AVAILABLE RECORDS:
--*--

PR #4322, opened 2024-10-28
Fix starboard toolchain when multiple are used

andrewsavage1:
b/376237145

PR #7179, opened 2025-09-16
starboard: Do not set RPATH in "starboard" GN config

rakuco:
On tvOS, the syntax is not recognized by LLD, leading to errors like

    ld64.lld: error: unknown argument '-rpath=/foo/bar'

when linking executables both both host and target, and everything works
fine without setting it.

This seems to be the case on other platforms as well, so revert part of
#4322 and stop setting RPATH on all platforms.

Bug: 376237145
Bug: 432642933

### DIFF
--- a/.github/workflows/linearize_main.yaml
+++ b/.github/workflows/linearize_main.yaml
@@ -56,8 +56,14 @@ jobs:
             --start-commit-ref="$(git rev-parse --verify post-chrobalt-tag)" --end-commit-ref="$(git rev-parse --verify origin/automated/linear_main)" \
             --output-file=${GITHUB_WORKSPACE}/automated_commits_m114.json
           git add automated_commits_m114.json
-          git commit -m "Linearization refresh on $(date +'%Y-%m-%d')."
-          export CP_COMMIT="$(git rev-parse --verify HEAD)"
+          git stash
           git checkout experimental/rebase_tools
-          git cherry-pick --strategy=recursive -X theirs $CP_COMMIT
-          git push --force origin experimental/rebase_tools:experimental/rebase_tools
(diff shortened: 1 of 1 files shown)


rakuco:

starboard/build/config/BUILD.gn
```diff
@@ -167,9 +167,15 @@ config("starboard") {
...
   }
 
-  sb_out_dir =
-      get_label_info("//starboard($starboard_toolchain)", "root_out_dir")
-  ldflags = [ "-Wl,-rpath=" + rebase_path("$sb_out_dir") ]
+  # b/432642933: The rpath option causes lld to fail when targeting tvOS
+  # because -rpath=/path/to/something is not a valid linker option (and
+  # everything works fine without it anyway).
+  # Check for |target_os| because this also affects the host (macOS) side.
+  if (target_os != "ios") {
```
andrewsavage1: I think you can just delete this section for all platforms—could you try that out and see if it passes CI?

rakuco: Done with the second commit in this PR. The list of failures looks a bit arbitrary and hard to pass; does any of the failures look real to you?

andrewsavage1: The main error just looks like a node failed—I'll rerun the failed tests and we can see

andrewsavage1: Looks likely that it was an infra flake

rakuco: Everything passed this time, so I've retitled the PR and edited the commit message to indicate that this part of the config is being removed on all platforms.

andrewsavage1 (approved):

PR #7181, opened 2025-09-16
POSIX: Register getcwd as Starboard Symbol

johnedocampo:
This PR registers the POSIX `getcwd()` to Starboard as a valid symbol. A wrapper isn't needed for this function as there are no special inputs or outputs that need to be configured.

The tests for this symbol were generated by Gemini, and then edited for correctness.

Bug: 412650854
Bug: 445714820

### DIFF
--- a/starboard/nplb/posix_compliance/posix_getcwd_test.cc
+++ b/starboard/nplb/posix_compliance/posix_getcwd_test.cc
@@ -1,0 +1,80 @@
+// Copyright 2025 The Cobalt Authors. All Rights Reserved.
+//
+// Licensed under the Apache License, Version 2.0 (the "License");
+// you may not use this file except in compliance with the License.
+// You may obtain a copy of the License at
+//
+//     http://www.apache.org/licenses/LICENSE-2.0
+//
+// Unless required by applicable law or agreed to in writing, software
+// distributed under the License is distributed on an "AS IS" BASIS,
+// WITHOUT WARRANTIES OR CONDITIONS OF ANY KIND, either express or implied.
+// See the License for the specific language governing permissions and
+// limitations under the License.
+
+/*
+  The following error conditions are not tested due to the difficulty of
+  reliably triggering them in a portable unit testing environment:
+  - EACCES: Read or search permission was denied for a component of the
+            pathname.
+  - ENOMEM: There is insufficient memory to satisfy the request when dynamically
+            allocating a buffer.
+
+  The non-standard `getcwd(NULL, 0)` behavior, where the implementation is
+  expected to `malloc` a buffer, is not supported and therefore not tested.
+*/
+
+#include <errno.h>
+#include <limits.h>
+#include <string.h>
+#include <vector>
+
+#include "testing/gtest/include/gtest/gtest.h"
+
+namespace nplb {
+namespace {
+
+TEST(PosixGetcwdTest, SucceedsWithSufficientBuffer) {
+  char path_buffer[PATH_MAX];
+  errno = 0;
+
+  char* result = getcwd(path_buffer, sizeof(path_buffer));
+  ASSERT_NE(nullptr, result)
+      << "getcwd failed with unexpected error: " << strerror(errno);
+  EXPECT_EQ(path_buffer, result)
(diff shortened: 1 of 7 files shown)


starboard/nplb/posix_compliance/posix_getcwd_test.cc
```diff
@@ -0,0 +1,81 @@
...
+  char* small_buffer = new char[path_len];
+  errno = 0;
+  char* result = getcwd(small_buffer, path_len);
+
+  EXPECT_EQ(nullptr, result)
+      << "getcwd should have returned nullptr for an undersized buffer.";
+  EXPECT_EQ(ERANGE, errno) << "errno should be ERANGE, but was: " << errno
+                           << " (" << strerror(errno) << ")";
+
+  delete[] small_buffer;
```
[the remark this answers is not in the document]
johnedocampo: Done; instead of using a vector however, we just statically allocate another buffer that is one character too short for the current path.

starboard/nplb/posix_compliance/posix_getcwd_test.cc
```diff
@@ -0,0 +1,79 @@
...
+TEST(PosixGetcwdTest, FailsWithErrangeForSmallBuffer) {
+  char full_path[PATH_MAX];
+  ASSERT_NE(nullptr, getcwd(full_path, sizeof(full_path)));
+  size_t path_len = strlen(full_path);
+
+  // Attempt to get the path with a buffer that is one byte too small to hold
+  // the path and the null terminator. A size of |path_len| is too small.
+  char small_buffer[path_len];
+  errno = 0;
+  char* result = getcwd(small_buffer, path_len);
```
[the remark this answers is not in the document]
johnedocampo: Done.

starboard/nplb/posix_compliance/posix_getcwd_test.cc
```diff
@@ -0,0 +1,80 @@
...
+#include <limits.h>
+#include <string.h>
+#include <vector>
+
+#include "testing/gtest/include/gtest/gtest.h"
+
+namespace nplb {
+namespace {
+
+TEST(PosixGetcwdTest, SucceedsWithSufficientBuffer) {
```
andrewsavage1, line 37: Is there any way to test that we're getting a reasonable value more than checking than checking that it starts with `/`?

starboard/nplb/posix_compliance/posix_getcwd_test.cc
```diff
@@ -0,0 +1,80 @@
...
+  errno = 0;
+
+  char* result = getcwd(path_buffer, sizeof(path_buffer));
+  ASSERT_NE(nullptr, result)
+      << "getcwd failed with unexpected error: " << strerror(errno);
+  EXPECT_EQ(path_buffer, result)
+      << "getcwd should return a pointer to the provided buffer on success.";
+
+  EXPECT_EQ('/', result[0]) << "Path should be absolute.";
+  EXPECT_GT(strlen(result), 0u) << "Path should not be empty.";
```
andrewsavage1: Seems redundant with the check above—seems like we should switch their order and change the EXPECT_GT to an ASSERT_GT to avoid a segfault

starboard/nplb/posix_compliance/posix_getcwd_test.cc
johnedocampo: I'm not quite sure if we have any strong guarantees about what the current directory is when this test is ran. I think the only things we can assume are that a string is returned by `getcwd`, and that the returned string is an absolute path.

The best alternative I thought of would be to use `chdir`, but as far as I can tell we do not support this function. Should this be a function we support?

starboard/nplb/posix_compliance/posix_getcwd_test.cc
johnedocampo: Done.

starboard/nplb/posix_compliance/posix_getcwd_test.cc
andrewsavage1: No, I think it makes sense to keep the tests as they are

--*--

AIM OF THE EXERCISE: Find out how many lines in the data above hold the word "setting". Write only the number.

SOLUTION TO THE EXERCISE: 2